Reproduce only the lines that run from the line with "test different style when parsing" to the last line of the material, both ends included, exactly as they appear.

INPUT DATA >>

****************************************

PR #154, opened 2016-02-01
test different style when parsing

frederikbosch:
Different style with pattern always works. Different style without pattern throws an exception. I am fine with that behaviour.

****************************************

RESPONSE TO THIS TASK >>
test different style when parsing

frederikbosch:
Different style with pattern always works. Different style without pattern throws an exception. I am fine with that behaviour.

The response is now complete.